Dataset entries:
>>>

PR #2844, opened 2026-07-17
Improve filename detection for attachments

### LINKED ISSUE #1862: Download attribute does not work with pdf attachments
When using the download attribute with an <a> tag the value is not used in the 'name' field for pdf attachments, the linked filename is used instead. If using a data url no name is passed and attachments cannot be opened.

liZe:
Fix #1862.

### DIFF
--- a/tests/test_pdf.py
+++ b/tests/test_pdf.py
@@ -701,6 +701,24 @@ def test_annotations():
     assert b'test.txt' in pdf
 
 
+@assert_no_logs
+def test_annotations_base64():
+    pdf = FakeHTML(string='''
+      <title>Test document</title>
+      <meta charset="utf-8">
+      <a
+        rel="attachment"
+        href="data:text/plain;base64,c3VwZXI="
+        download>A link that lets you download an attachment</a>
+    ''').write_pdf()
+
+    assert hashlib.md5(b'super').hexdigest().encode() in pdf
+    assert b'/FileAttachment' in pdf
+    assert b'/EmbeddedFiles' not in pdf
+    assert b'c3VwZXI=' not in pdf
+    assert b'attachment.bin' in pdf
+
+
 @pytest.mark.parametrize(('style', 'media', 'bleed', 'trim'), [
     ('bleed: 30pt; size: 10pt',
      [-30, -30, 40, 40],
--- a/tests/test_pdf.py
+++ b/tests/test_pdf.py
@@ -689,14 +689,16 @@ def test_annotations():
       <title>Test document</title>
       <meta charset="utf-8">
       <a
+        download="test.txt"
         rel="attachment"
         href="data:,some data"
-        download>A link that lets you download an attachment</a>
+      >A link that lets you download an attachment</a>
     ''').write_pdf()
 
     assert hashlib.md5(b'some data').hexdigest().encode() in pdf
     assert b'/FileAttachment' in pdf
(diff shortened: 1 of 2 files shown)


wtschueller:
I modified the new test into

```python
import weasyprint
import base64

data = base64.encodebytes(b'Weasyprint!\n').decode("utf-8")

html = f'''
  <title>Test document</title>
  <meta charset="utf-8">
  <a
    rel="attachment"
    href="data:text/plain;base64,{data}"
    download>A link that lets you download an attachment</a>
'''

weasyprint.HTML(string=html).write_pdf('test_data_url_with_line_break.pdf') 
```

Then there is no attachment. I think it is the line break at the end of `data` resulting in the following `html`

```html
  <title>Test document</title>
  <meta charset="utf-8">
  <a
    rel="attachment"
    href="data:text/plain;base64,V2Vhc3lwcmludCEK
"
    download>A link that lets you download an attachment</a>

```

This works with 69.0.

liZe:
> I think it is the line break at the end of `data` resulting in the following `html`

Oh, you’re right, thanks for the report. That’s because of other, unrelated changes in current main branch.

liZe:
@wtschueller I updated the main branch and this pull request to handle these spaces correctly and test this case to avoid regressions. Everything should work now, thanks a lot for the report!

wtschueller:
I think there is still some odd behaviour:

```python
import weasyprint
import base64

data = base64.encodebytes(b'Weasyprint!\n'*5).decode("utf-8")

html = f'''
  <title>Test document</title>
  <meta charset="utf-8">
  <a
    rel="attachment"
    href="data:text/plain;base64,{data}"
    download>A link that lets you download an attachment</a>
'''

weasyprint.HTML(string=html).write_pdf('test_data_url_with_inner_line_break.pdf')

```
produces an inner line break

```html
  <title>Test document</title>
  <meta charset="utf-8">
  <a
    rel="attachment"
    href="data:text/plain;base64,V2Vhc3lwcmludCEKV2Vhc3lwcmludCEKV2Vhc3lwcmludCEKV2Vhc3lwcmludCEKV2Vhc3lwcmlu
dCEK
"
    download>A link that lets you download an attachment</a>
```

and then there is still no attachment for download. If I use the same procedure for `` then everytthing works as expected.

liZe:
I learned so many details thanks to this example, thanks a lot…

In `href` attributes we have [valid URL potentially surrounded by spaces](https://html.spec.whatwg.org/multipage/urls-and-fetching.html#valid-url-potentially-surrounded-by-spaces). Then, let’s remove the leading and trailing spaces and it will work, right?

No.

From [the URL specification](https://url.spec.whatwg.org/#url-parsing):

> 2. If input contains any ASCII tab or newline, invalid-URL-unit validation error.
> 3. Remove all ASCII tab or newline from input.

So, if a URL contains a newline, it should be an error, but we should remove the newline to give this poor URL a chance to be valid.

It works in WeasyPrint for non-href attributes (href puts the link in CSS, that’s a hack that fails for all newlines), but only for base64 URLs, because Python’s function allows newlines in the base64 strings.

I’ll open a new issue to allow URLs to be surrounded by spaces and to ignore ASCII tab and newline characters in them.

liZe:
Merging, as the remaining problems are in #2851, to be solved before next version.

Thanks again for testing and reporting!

<<<

PROBLEM REQUIREMENTS: Scan the records above, then copy out each line that mentions "there".

ANSWER SPACE:
Then there is no attachment. I think it is the line break at the end of `data` resulting in the following `html`
I think there is still some odd behaviour:
and then there is still no attachment for download. If I use the same procedure for `` then everytthing works as expected.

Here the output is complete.